La clavices purpurea è un
fungo parassita che, in determinante condizioni climatiche ed ambientali,
attacca i cereali, e in particolare la segale che per via della
protuberanza che porta sulla spiga quando è attaccata da questo fungo, è
detta: segale cornuta. Questo fungo contiene diverse sostanze come
l'ergotina, utilizzata per aumentare le contrazioni uterine, o l'ergotamina,
utile nelle cure dell'emicrania; e un alcaloide dalle proprietà allucinogene,
la dietilamide di acido lisergico o LSD come viene
universalmente chiamato. Le connessioni fra queste due droghe, l'una naturale
e l'altra artificiale, sono ben più profonde di quanto non sembri a prima
vista. Nel Medioevo la segale cornuta fu protagonista di alcune epidemie di
ergotismo (da "ergot", fungo), che provocavano, a seconda del tipo, o una
forma particolare di cancrena, o di una sindrome caratterizzata da crampi, da
convulsioni, forme di tipo epilettico e perdita della coscienza, e, secondo le
cronache dell'epoca, anche da visioni, stati estatici e forme di alterazione
della coscienza a cui naturalmente venivano date spiegazioni sovrannaturali ma
che noi identifichiamo come forme allucinatorie dovute alla presenza dell'egonovina.
Pannocchia
di granturco infestate da Claviceps purpurea , fungo da cui si estrae
l'acido lisergico, sostanza base la sintesi dell'LSD
La clavices
purpurea, o quanto meno la segale cornuta non venivano usate volontariamente,
a modo di droghe rituali, da quanto possiamo sapere a proposito. Carlo
Ginzburg ha messo in rilievo le possibili identificazioni linguistiche fra i
"nomi" della segale cornuta, e ii suo peculiare potere, almeno in termini di
ricordo di una funzione differente da quella usata in campo medico, che era
essenzialmente abortiva, e che fa presupporre che forse questo parassita
veniva utilizzato in forma cerimoniale.
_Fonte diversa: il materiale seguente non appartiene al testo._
PR #103, opened 2022-05-06
Remove the client 9p timeout

rminnich:
The 9p timeout was originally a way to ensure that the cpud connecting
was the cpud we wanted to connect. It was a very poor security
mechanism.

The use of private fdno mounts and CPUNONCE eliminate the need for a timeout.

In most cases, nowadays, the timeout was causing problems, rather than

Nel 1943, Albert Hofmann,
vicedirettore del laboratorio di
chimica della "Sandoz" di Basilea, gia scopritore della dietilamide dell'acido
lisergico, lavorando sopra questa scoperta assorbi incidentalmente attraverso
la pelle delle mani una quantità infinitesimale di questa dietilamide.
Fu
costretto ad interrompere il suo lavoro, e a tornarsene a casa, dove, secondo
le sue parole: "Mi stesi sul letto e affondai in un piacevole stato di delirio
caratterizzato da fantasie eccezionalmente vivaci. In uno stato di semincoscienza,
con gli occhi chiusi (la luce del giorno mi dava fastidio e la sentivo
spiacevolmente abbagliante), mi assalirono immagini fantastiche di uno
straordinario realismo, con un intenso gioco caleidoscopico di colon. Dopo due
ore circa, lo stato svanì".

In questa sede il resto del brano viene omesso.